- Occupations: Hydro-Québec (President and CEO)

= Thierry Vandal =

Canadian businessman

Thierry Vandal is a Canadian businessman. He has been the President and Chief Executive Officer of Hydro-Québec since 2005. Vandal announced in January 2015 that he was stepping down front his role and is scheduled to leave on May 1, 2015.

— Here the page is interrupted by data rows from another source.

PR #1250, opened 2020-06-02
Updated TREC-COVID Round 3 final submissions

lintool:


docs/experiments-covid.md
```diff
@@ -220,6 +235,16 @@ cut -d ' ' -f 1 runs/anserini.covid-r3.paragraph.qq.bm25.txt | sort | uniq | wc
 cut -d ' ' -f 1 runs/anserini.covid-r3.paragraph.qdel.bm25.txt | sort | uniq | wc
 ```
 
+To prepare the final runs for submission (removing judgments from round 1 and round 2):
+
+```bash
+python src/main/python/trec-covid/remove_judged_docids.py --qrels src/main/resources/topics-and-qrels/qrels.covid-round12.txt \
```
lukuang, line 241: I think we want this round12 qrels to be in the repo as well?

lintool: Around line 152, further up, I have:

```
cat src/main/resources/topics-and-qrels/qrels.covid-round1.txt src/main/resources/topics-and-qrels/qrels.covid-round2.txt > src/main/resources/topics-and-qrels/qrels.covid-round12.txt
```

So I don't think it's necessary? (It's part of the sequence of replication commands...)

lukuang: Yes, you are right.

PR #1265, opened 2020-06-07
Prune unused code paths for TREC News Track background linking task

### LINKED ISSUE #1258: Removed unused code in TREC News Tracks background linking baseline
For background linking, we have regressions for BM25, BM25+RM3, and BM25+RM3+DF: https://github.com/castorini/anserini/blob/master/docs/regressions-backgroundlinking18.md

I would like to remove code that's not involved in running one of those three conditions:

+ The other configurations and code paths are not tested.
+ According to TREC 2018 results, the other configurations aren't as effective anyway.

@Peilin-Yang is this okay with you? This is your code...
@PepijnBoers @Chriskamphuis I assume this is okay with you also?

lintool:
Closes #1258 

@PepijnBoers @Chriskamphuis please take a look?
@Peilin-Yang you're welcome take a look if you've got time!

I've got regressions queued up. Getting CR first, but won't merge until all the regressions pass.


src/main/java/io/anserini/index/IndexReaderUtils.java
```diff
@@ -242,6 +242,22 @@ public static IndexReader getReader(String path) throws IOException {
...
 
+  /**
+   * Returns the document frequency of a term. Simply dispatches to <code>docFreq</code> but wraps the exception so
+   * that the caller doesn't need to deal with it; this is potentially dangerous but makes code less verbose.
+   *
+   * @param reader index reader
+   * @param term term
+   * @return tthe document frequency of a term
+   */
+  public static long getDF(IndexReader reader, String term) {
```
Chriskamphuis, line 253: The function above already provides this functionality right.

lintool: Correct, but this is a more efficient implementation., doesn't generate intermediate data... which makes a difference if `getDF` is used in an inner loop of some algorithm.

== Early life and education ==

Vandal holds an engineering degree from École polytechnique (Université de Montréal, 1982) and an MBA from HEC Montréal (Université de Montréal, 1995).

== Career ==

Prior to joining Hydro-Quebec in November 1996, Vandal worked for Shell Canada Limitée from 1982 to 1988 and for Société Pétrochimique Kemtec from 1988 to 1991.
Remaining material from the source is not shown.